## THE DATA

• • • • • • •

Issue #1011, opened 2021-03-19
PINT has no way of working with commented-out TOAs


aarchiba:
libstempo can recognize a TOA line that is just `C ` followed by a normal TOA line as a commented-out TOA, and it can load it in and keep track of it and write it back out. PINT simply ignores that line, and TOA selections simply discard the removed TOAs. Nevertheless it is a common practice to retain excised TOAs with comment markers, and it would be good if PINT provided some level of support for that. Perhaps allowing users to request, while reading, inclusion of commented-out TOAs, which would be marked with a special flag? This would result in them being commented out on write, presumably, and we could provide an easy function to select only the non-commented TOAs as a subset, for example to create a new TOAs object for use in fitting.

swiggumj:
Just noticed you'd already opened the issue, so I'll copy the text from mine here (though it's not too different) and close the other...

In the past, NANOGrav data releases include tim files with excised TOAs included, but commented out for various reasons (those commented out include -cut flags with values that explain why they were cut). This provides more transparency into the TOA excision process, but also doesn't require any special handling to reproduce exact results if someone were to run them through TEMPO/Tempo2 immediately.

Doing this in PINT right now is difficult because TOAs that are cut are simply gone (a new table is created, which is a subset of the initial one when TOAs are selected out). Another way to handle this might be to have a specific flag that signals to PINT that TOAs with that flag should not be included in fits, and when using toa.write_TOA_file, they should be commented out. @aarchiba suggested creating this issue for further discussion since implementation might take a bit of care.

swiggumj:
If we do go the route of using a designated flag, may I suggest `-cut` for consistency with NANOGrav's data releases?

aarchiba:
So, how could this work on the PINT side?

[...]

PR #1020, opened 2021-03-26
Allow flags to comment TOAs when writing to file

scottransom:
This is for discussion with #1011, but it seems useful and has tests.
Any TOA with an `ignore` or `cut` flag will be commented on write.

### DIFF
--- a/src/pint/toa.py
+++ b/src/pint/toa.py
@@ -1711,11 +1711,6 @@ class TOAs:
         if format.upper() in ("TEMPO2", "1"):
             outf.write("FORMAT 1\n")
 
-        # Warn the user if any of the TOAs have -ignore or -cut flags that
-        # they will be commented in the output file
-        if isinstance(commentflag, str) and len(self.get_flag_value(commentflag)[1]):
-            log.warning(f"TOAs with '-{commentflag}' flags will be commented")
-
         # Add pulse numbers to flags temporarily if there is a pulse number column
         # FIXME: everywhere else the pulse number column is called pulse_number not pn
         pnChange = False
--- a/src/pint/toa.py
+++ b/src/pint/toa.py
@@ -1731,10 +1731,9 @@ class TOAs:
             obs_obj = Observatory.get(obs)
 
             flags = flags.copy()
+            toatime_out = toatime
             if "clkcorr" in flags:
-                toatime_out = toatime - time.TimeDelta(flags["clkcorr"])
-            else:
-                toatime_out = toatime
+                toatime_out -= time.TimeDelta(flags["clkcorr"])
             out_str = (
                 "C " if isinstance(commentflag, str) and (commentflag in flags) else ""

• • • • • • •

## WHAT THE EXERCISE ASKS
The records above must be written out again exactly.

## TASK RESULT
Issue #1011, opened 2021-03-19
PINT has no way of working with commented-out TOAs


aarchiba:
libstempo can recognize a TOA line that is just `C ` followed by a normal TOA line as a commented-out TOA, and it can load it in and keep track of it and write it back out. PINT simply ignores that line, and TOA selections simply discard the removed TOAs. Nevertheless it is a common practice to retain excised TOAs with comment markers, and it would be good if PINT provided some level of support for that. Perhaps allowing users to request, while reading, inclusion of commented-out TOAs, which would be marked with a special flag? This would result in them being commented out on write, presumably, and we could provide an easy function to select only the non-commented TOAs as a subset, for example to create a new TOAs object for use in fitting.

swiggumj:
Just noticed you'd already opened the issue, so I'll copy the text from mine here (though it's not too different) and close the other...

In the past, NANOGrav data releases include tim files with excised TOAs included, but commented out for various reasons (those commented out include -cut flags with values that explain why they were cut). This provides more transparency into the TOA excision process, but also doesn't require any special handling to reproduce exact results if someone were to run them through TEMPO/Tempo2 immediately.

Doing this in PINT right now is difficult because TOAs that are cut are simply gone (a new table is created, which is a subset of the initial one when TOAs are selected out). Another way to handle this might be to have a specific flag that signals to PINT that TOAs with that flag should not be included in fits, and when using toa.write_TOA_file, they should be commented out. @aarchiba suggested creating this issue for further discussion since implementation might take a bit of care.

swiggumj:
If we do go the route of using a designated flag, may I suggest `-cut` for consistency with NANOGrav's data releases?

aarchiba:
So, how could this work on the PINT side?

[...]

PR #1020, opened 2021-03-26
Allow flags to comment TOAs when writing to file

scottransom:
This is for discussion with #1011, but it seems useful and has tests.
Any TOA with an `ignore` or `cut` flag will be commented on write.

### DIFF
--- a/src/pint/toa.py
+++ b/src/pint/toa.py
@@ -1711,11 +1711,6 @@ class TOAs:
         if format.upper() in ("TEMPO2", "1"):
             outf.write("FORMAT 1\n")
 
-        # Warn the user if any of the TOAs have -ignore or -cut flags that
-        # they will be commented in the output file
-        if isinstance(commentflag, str) and len(self.get_flag_value(commentflag)[1]):
-            log.warning(f"TOAs with '-{commentflag}' flags will be commented")
-
         # Add pulse numbers to flags temporarily if there is a pulse number column
         # FIXME: everywhere else the pulse number column is called pulse_number not pn
         pnChange = False
--- a/src/pint/toa.py
+++ b/src/pint/toa.py
@@ -1731,10 +1731,9 @@ class TOAs:
             obs_obj = Observatory.get(obs)
 
             flags = flags.copy()
+            toatime_out = toatime
             if "clkcorr" in flags:
-                toatime_out = toatime - time.TimeDelta(flags["clkcorr"])
-            else:
-                toatime_out = toatime
+                toatime_out -= time.TimeDelta(flags["clkcorr"])
             out_str = (
                 "C " if isinstance(commentflag, str) and (commentflag in flags) else ""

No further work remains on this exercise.